1. Greater diversity both geographically and by type will shorten low generation periods and thus the amount of storage needed.
2. Technological advances such as low wind turbines, tracking solar and even coatings on solar panels to improve off-axis performance extend the output reducing both the non generation time and the minimum renewable power level
3. The risk of curtailment or negative prices will provide a strong business case for direct contracts for controllable demand eg power to heat or power to ice or even customer side batteries between generators and end users.

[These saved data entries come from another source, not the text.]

PR #1432, opened 2026-09-19
Workflows & Recipes B4: workflow writes, stack writes, CHANGED_WORKFLOWS event

### LINKED ISSUE #1396: Workflows & Recipes B4: workflow writes, stack writes, CHANGED_WORKFLOWS event

## Depends on

|---|---|---|
| #1395 (B3) | yes | `git grep -q '/workflows/cards' origin/develop -- pixlstash/authz/registry.py` |

## What

- `PATCH /workflows/{key}` (name, notes, hidden); `PUT /workflows/{key}/slots`, `/defaults`, `/pins`, `/inputs`.
- **Slot-mark flip with carry-over in the same transaction.** On a split every new key inherits the user attributes; on a merge the member with the most pictures wins.
- Stack writes: `POST /workflows/stacks` (stack together; merging keeps the first-selected stack's name and cover), `PUT /workflows/stacks/{id}/order`, `POST /workflows/stacks/{id}/unstack`, `POST /workflows/{key}/unstack`. A stack left with one member dissolves. A stack whose members are all hidden is hidden.
- `EventType.CHANGED_WORKFLOWS`: a "look again" signal carrying keys, reason (`imported|changed|stacks|recipes`) and the originating client id. Emitted by the inbox, import and every write above.

## Acceptance

- Stack overrides and attributes survive a `CORE_VERSION` bump and a mark flip (split and merge carry-over), shown failing under mutation.
- All routes `OWNER_ONLY` in the registry and coverage matrix, with both-direction authz tests. Integration doc §8 (events) and route table updated.

lindkvis:
Closes #1396. v1.12 Workflows & Recipes, step B4: the write side of the
workflow cards B3 shipped the reads for.

## What

- `PATCH /workflows/{key}` (name, notes, hidden), and `PUT /workflows/{key}/slots`,
  `/defaults`, `/pins`, `/inputs`.
- Stack writes: `POST /workflows/stacks`, `PUT /workflows/stacks/{id}/order`,
  `POST /workflows/stacks/{id}/unstack`, `POST /workflows/{key}/unstack`.
  A stack left with one member dissolves.
- `EventType.CHANGED_WORKFLOWS` — a "look again" signal carrying the keys, a
  reason (`imported|changed|stacks|recipes`) and the originating tab's client
  id. Emitted by the watched inbox, the import, every write above, and the
  saved-recipe writes.
- New: `hub/workflow_card_writes.py` (the only module that writes card rows)
  and `services/workflow_events.py` (one emitter, so the five emit sites agree
  about the envelope).

Nothing user-visible yet: the shipped Workflows shelf is untouched and the card
grid still has no screen (F1b).

## The one that needed thinking about

`PUT /slots` changes identity. A LoRA slot's mark decides whether that LoRA
reaches the card key, so flipping one re-keys **every variant of the topology**
— one card splits into several, or several merge into one — and the re-key and
the carry-over of everything the owner said about those cards are one
transaction. A split **copies** the attributes to every successor; a merge
gives them to the member with the most pictures, ties broken on the key so the
winner does not depend on row order.

**It also carries the saved recipes**, which is the migration
`db_models/saved_recipe.py` names this change as owing: those are *vault* rows
keyed on the card key, and a saved recipe is authored — unlike a hub row it
cannot be rebuilt from anything. Left behind it is addressed by a key no
variant carries and its workflow's tab silently stops listing it. That write
is a second database, so it cannot be inside the hub's transaction; it is the
first thing after it, and it is logged.

Two cases that look like edge cases and are not: a variant whose stored
document will not parse keeps the key it is on, so its card survives even when
a sibling moved; and `workflow_file.workflow_key` moves with it, or an imported
file stops saying it runs the card.

## Shown failing under mutation

Restored after each:

| Mutation | Went red |
|---|---|
| `_copy_rows` returns early (the carry-over does nothing) | the split and the merge tests |
| merge winner picked by fewest pictures | `..._keeps_the_name_of_the_one_with_most_pictures` |
| successor order inverted (`SlotMarkResult.key` is the small half) | `..._sends_the_caller_to_the_half_with_the_pictures` |
| `workflow_cover` + `workflow_unstacked` dropped from `_KEYED_TABLES` | `..._carries_everything_the_owner_said_and_the_file_with_it` |
| the `workflow_file` re-key removed | same |
| the saved-recipe re-key does nothing | `..._takes_the_saved_recipes_with_it` |
| `unstack_card` writes no `workflow_unstacked` row | `..._survive_a_regrouping`, `..._dissolves_a_stack_of_one` |
| `_drop_thin_stacks` returns early | `..._dissolves_a_stack_of_one` |
| `surviving` is the new keys alone | `..._will_not_reduce_keeps_its_card_and_its_attributes` |
| `set_stack_order` leaves a key in its old stack | `..._cannot_leave_a_card_in_two_of_them` |
| the whole `CHANGED_WORKFLOWS` wire branch disabled | `..._reaches_a_client_whatever_its_grid_filters` |
| the `reason` allowlist emptied | `..._goes_out_as_its_own_frame` |
| the duplicate-address guard removed | `..._twice_is_refused_rather_than_a_500` |

## Answering the pre-push adversarial pass

It found no secrets and nothing private. Of what else it found, these were real
and are fixed in this PR: the saved-recipe orphaning above; `set_stack_order`
deleting by `stack_id` only, which left a card a member of two stacks at once;
`PUT .../order` minting a stack for an id nothing holds (now 404, like its
`unstack` sibling) and silently dropping members omitted from the list (now 400
— it is a complete ordered list or nothing); a split copying
`workflow_stack_member` verbatim, which put two cards on one `position` and
moved the stack's cover to whichever digest sorted first rather than to the
half with the pictures; and `/defaults` and `/inputs` answering 500 rather than
422 on a body naming one parameter twice. Its four "unasserted behaviour"
findings are the four new mutation rows above. The doc errors it named
(`WsBroadcasterMixin.WORKFLOW_CHANGE_REASONS`, which is module level; the
`workflows_changed` row filed under events that carry no payload; the §8
behaviour column reading as shipped when nothing listens yet) are corrected,
and `AUTO_STACK_PREFIX` now has one home that the producer, the reader and the
writer all take it from.

**Two I disagree with**, left as they are:

- *A stack thinning to one member should keep the survivor's "out of its group"
  row.* `stack_together` deliberately clears that row — stacking a card by hand
  is the owner reversing the decision to keep it out — so after that gesture
  there is no standing decision for the dissolve to preserve. Reinstating one
  would resurrect a decision the owner already took back.
- *The authz negatives are verb-belt only.* True, and the test says so in as
  many words. It is not closeable with the credentials the product mints:
  `create_token` allowlists `ALL` and `READ`, and a resource-scoped token
  **must** be `READ` (`auth.py`), so no mintable credential both carries a
  scope and survives the non-GET belt to reach the gate on a write. The gate's
  runtime `OWNER_ONLY` enforcement is proved centrally on GETs, where a READ
  token does reach it (`tests/test_authz_gate_step3.py`); per route, the
  declaration is pinned. That is the same coverage every other owner-only write
  in this repo has, and closing it properly means a mintable write-scoped token,
  which is a change to the token model and not to this step.

## Docs

Integration §8 (the `workflows_changed` frame) and §2.3 (the nine mutators, and
the "no mutators" line it used to carry), `backend_architecture.md` §the
Workflows view (the write half, the re-keying, the stack rules) plus its
regenerated route and event tables, the coverage matrix, and the
`routes/workflows.py` docstring that said "Nothing here mutates".

## On the diff size

Over the ~600-line guidance, and I did not find a way to cut it that was not
just cutting function: nine routes, a re-keying transaction with both carry-over
directions and a cross-database migration, and the tests the acceptance asks
for. Roughly half the diff is tests and docs.


lindkvis (commented):
Read the whole diff. ruff clean; the gated files pass here (335 tests across `test_workflows_api.py`, `test_workflow_io.py`, `test_websocket_auth.py`, `test_architecture_guardrails.py`, `test_authz_gate_step3.py`, `test_openapi_response_schemas.py` — the one failure is the private-address guardrail firing on local `electron/release` and `node_modules` build output, identical on `origin/develop`).

The authz half is in good order: nine routes, nine registry entries, nine matrix rows, and the negative test is honest about measuring the verb belt rather than the gate — live-token control, `assert_real_route` on every path, positive control next to it. I agree with both of your pushbacks; the token-model one in particular is not this step's to close.

One real defect, found by following the asymmetry between how the hub half and the recipe half treat a card that survives a flip. It is reproducible and I have put the repro on the thread. The other three are smaller.

pixlstash/services/saved_recipe_service.py
```diff
@@ -183,6 +183,49 @@ def list_in_session(
...
+    the one holding most of the card's pictures. The row names a workflow and
+    not a variant, so which half of a split it was saved from is not recorded
+    anywhere and cannot be recovered - sending it to the biggest is a choice,
+    and the alternatives (copying it to every successor, or dropping it) are
+    both worse: one invents recipes the owner never saved, the other is the
+    silent loss this function exists to close.
+    """
+    moved_count = 0
+    for old_key, successors in moved.items():
+        if not successors or successors[0] == old_key:
```
lindkvis: **A saved recipe leaves a card that is still there.**

`moved` is not the same set as "cards that went away". `_rekey_variants` knows the difference — it builds `surviving` at `workflow_card_writes.py:335` for exactly this reason — but `moved` is built from `successors`, which only drops the `news == {old_key}` case. A card can survive while still appearing as a key in `moved`: the won't-reduce branch leaves a variant on the old key, its sibling moves, and the old key is then in `moved` with a successor that is not itself.

`successors[0] == old_key` does not catch that, so every recipe on a live card is moved off it.

Reproduced against this branch — the PR's own won't-reduce fixture, plus an Unstack so the recipe list cannot expand across the stack:

```
POST /workflows/{merged}/unstack        -> 200
POST /recipes   {workflow_key: merged}  -> 201, id 1
(corrupt FLIP_RECIPE_B's document, as test_a_variant_that_will_not_reduce... does)
PUT  /workflows/{merged}/slots          -> 200
GET  /workflows/cards/{merged}          -> 200   # the card is still there
GET  /recipes?workflow_key={merged}     -> []    # its recipes are not
GET  /recipes?workflow_key={new key}    -> [1]
```

Without the Unstack it is invisible: both halves share a core hash, so they are auto-stacked and `/recipes` expands across the stack. One Unstack — a gesture this PR ships the route for — and the recipe is gone from the tab it was saved on. That is the failure this function's docstring says it exists to close, arrived at from the other side.

It is also an asymmetry with the hub half, which is the tell: `_rekey_variants` **copies** attributes to every successor and keeps the old key's rows when it survives (`test_a_variant_that_will_not_reduce_keeps_its_card_and_its_attributes` asserts exactly that), while this **moves**. On a card that is gone, moving is right and the docstring's argument holds. On a card that is still there it has no argument behind it — leaving them is the obvious answer.

Cheapest fix is to stop lying in `moved`: have `_rekey_variants` include the old key among its own successors when it is in `surviving`, then `old_key in successors` here is the whole condition. Worth a test in the shape of the repro above, and worth checking `SlotMarkResult.key` against the same case while you are there.

pixlstash/routes/workflows.py
```diff
@@ -675,4 +909,350 @@ def list_card_pictures(
...
+        moved = flip_slot_marks(
+            hub,
+            card.topology_hash,
+            payload.marks,
+            read_variant_picture_counts(server.vault),
+        )
+        # The migration `db_models/saved_recipe.py` says a re-keying owes this
+        # table. A second database, so it cannot be in the hub's transaction;
+        # it is the first thing after it, and it is logged.
+        rekeyed = saved_recipe_service.rekey_recipes(server.vault, moved)
```
lindkvis: The success path logs; the failure path does not, and that is the one the comment above promises to cover ("it is the first thing after it, and it is logged", "the log below is what says so, since nothing else would").

`rekey_recipes` is a second database with no try/except around it. If it raises, the hub transaction is already committed, the route answers 500, and the recipes are left on a key no variant carries — the exact state `rekey_in_session`'s docstring is written against — with nothing in the log naming the topology or the `moved` map that would let anyone repair it.

A `try/except` that logs `moved` at error level before it re-raises (or that logs and still returns 200, since the hub write did land) would make the promise true. It is three lines and it is the only record that would exist.

pixlstash/hub/workflow_card_writes.py
```diff
@@ -0,0 +1,588 @@
...
+    workflow_key,
+)
+
+logger = get_logger(__name__)
+
+# Every table the owner's decisions about a card live in, all keyed on
+# ``workflow_key``. Ordered children-last is not needed - none of them
+# references another - but the tuple IS the carry-over's definition of "the
+# user attributes", so it is the one place a new card table has to be listed.
+_KEYED_TABLES = (
```
lindkvis, line 49: > A table added to the card's vocabulary belongs in that tuple, or a mark flip silently drops it - which is the failure this module is shaped to make impossible to forget.

The shape makes it easy to *find*, not impossible to forget — nothing fails if the next card table is not added here. Your own mutation table has "drop `workflow_cover` + `workflow_unstacked` from `_KEYED_TABLES`" as a row, which is the same observation: it took remembering.

It is derivable, so it can be enforced. The tuple is today exactly the hub tables carrying a `workflow_key` column, minus the two `_rekey_variants` handles by `UPDATE`:

```
tables with a workflow_key column: workflow_attr, workflow_cover,
    workflow_default_override, workflow_file, workflow_key_picture_input,
    workflow_key_pins, workflow_stack_member, workflow_unstacked,
    workflow_variant
_KEYED_TABLES:                    the same, minus workflow_file and
                                  workflow_variant
```

A guardrail that scans `hub/schema.py` for `workflow_key` columns and asserts the set equals `_KEYED_TABLES | {"workflow_file", "workflow_variant"}` is about eight lines, and it turns "somebody will notice" into "the build says so". The two exclusions want naming in it, since they are the interesting half.

pixlstash/routes/workflows.py
```diff
@@ -675,4 +909,350 @@ def list_card_pictures(
...
+                detail=f"This workflow has no LoRA slot called {unknown[0]!r}.",
+            )
+        if getattr(server.vault, "library_uuid", None) is None:
+            # The flip decides its merge winner on the vault's picture counts
+            # and has to move the vault's saved recipes afterwards. With no
+            # library open it could do neither, and a re-key that skipped both
+            # would pick an arbitrary winner and orphan the recipes.
+            raise HTTPException(
+                status_code=503,
+                detail="No library is open, so a workflow cannot be re-keyed.",
```
lindkvis, line 1130: Both 503 branches — this one and `/inputs` at :1225 — are unasserted. `/inputs` even declares `503` in its `responses=`, so it is on the published contract with nothing holding it.

Minor next to the rest of this suite, and the branch is cheap to reach (a `workflow_env` whose vault reports no `library_uuid`). Worth one test each, mostly so the ordering here stays put: the 422 on an unknown slot label has to come before the 503, or a caller with no library open gets told about the wrong problem.

pixlstash/services/saved_recipe_service.py
lindkvis: Fixed in 839f0ba2, and the fix is in `moved` rather than only here.

`_rekey_variants` now lists a surviving old key among its own successors, so the mapping stops claiming a card went away when a variant is still sitting on it. This condition is then just `old_key in successors`, which is the question that was being asked all along.

One thing that fell out of it: the ordering. `pictures_per_new` was summed over `new_keys`, which has no entry for a key only an un-re-keyable variant is on — so the surviving half ranked at zero pictures and `SlotMarkResult.key` would have sent the caller to the smaller half of its own split. It is now summed over where every variant sits *after* the flip, which is the same number in every case where everything moved.

`test_a_surviving_card_keeps_its_saved_recipes` is the repro from the thread, Unstack and all, and it asserts the response too (`merged in moved[merged]`). Shown failing under both mutations, restored after each:

| Mutation | Went red |
|---|---|
| this line back to `successors[0] == old_key` | `..._keeps_its_saved_recipes` |
| `moved` back to `news` alone | `..._keeps_its_saved_recipes` |

Contract updated in integration §2.3 (a key in `moved` may list itself, and what a client must check before deciding a card is gone) and in `backend_architecture.md`.

pixlstash/routes/workflows.py
lindkvis: Fixed in 839f0ba2. `try/except` that logs the whole `moved` map at error level and re-raises.

Re-raise rather than answer 200, because a saved recipe is authored and quietly stranding one is the thing `rekey_in_session` exists to stop — a 500 is the only thing that tells the owner at all. The comment says why the map and not the count: a second `PUT` cannot repair it, since the marks asked for are by then the marks in force, so the flip re-keys nothing and the log is the only record of which key each recipe set belongs on.

`test_a_re_keying_that_cannot_move_the_recipes_says_which_keys_to_repair` drives it with a raising `rekey_recipes`, asserts the key is in the log, and asserts the hub half landed — which is what makes the record necessary. Deleting the log line turns it red.

pixlstash/hub/workflow_card_writes.py
lindkvis: Fixed in 839f0ba2 — `test_a_mark_flip_carries_every_table_a_card_key_appears_in` in `test_architecture_guardrails.py`, derived exactly as in the thread.

Two things I added on top of what you suggested. The `derived` set is asserted *disjoint* from `_KEYED_TABLES` as well, because the failure in that direction is worse and silent: a derived table copied by the carry-over would duplicate a variant onto both halves of a split. And there is a teeth test, since a regex that silently matched nothing would pass for any tuple — the shape this kind of guardrail fails in.

Dropping `workflow_cover` from the tuple turns it red. The docstring claim is now backed rather than restated; `backend_architecture.md` records the derivation and names the two exclusions.

pixlstash/routes/workflows.py
lindkvis: Fixed in 839f0ba2 — one test each.

`test_a_re_key_needs_an_open_library_and_says_so` asserts the ordering you flagged as the reason for the test: a bad slot label is still a 422 with no library open, so a caller who typed one is not sent looking at the wrong problem.

Worth noting for anyone writing the next one: `Vault.library_uuid` is a read-only property, so the tests patch `_library_uuid`, its backing attribute. Patching the property name with `raising=False` succeeds and proves nothing but that a fake can be attached.

Removing the `/inputs` 503 branch turns that test red.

4 as volumes increase further and instances of oversupply become common, the swing between zero(curtailment) or negative prices and high peak prices makes a strong case for generator based storage. Not necessarily very much but 25% of capacity for 1-2 hours makes a huge difference to the annual revenue of a windfarm
5. Investors work out a balance between wind, solar biomass, hydro etc which optimises market performance by investing in niche projects which generate at different times from the normal summer solar peak or winter wind max.
if there really are periods with no wind and no sun someone will put in more biomass or storage or hydro because it will be very valuable power
Peter Farley says
one more thing based on the cost of the Hornsdale power reserve For about Pds 80 m you could have put in a 100 MW/250 MWh system. Pds 80 m would probably even provide a 100 MW 8 hour pumped hydro system. Therefore Pds 3.80 b will provide a mix of the two technologies would have given you 5 GW/20-25 GWh of storage or 12% of peak demand. As there is 8 GW of nuclear, 30 GW of gas and 4 GW of hydro/pumped hydro and about 5 GW of bio-energy and still 12 GW of coal and 4 GW on interconnects . i.e. a notional capacity of 68 GW. There should be more than enough capacity to meet peak demand of 51 GW
Mike Parr says
“Or it could even be phased out altogether.” That would involve the Tories admitting that is was wrong from the off. Tories don’t admit they are wrong – ever- so my guess is that cap’ markets will gradually wither – another daft idea from a “government” this is, basically, a rabble.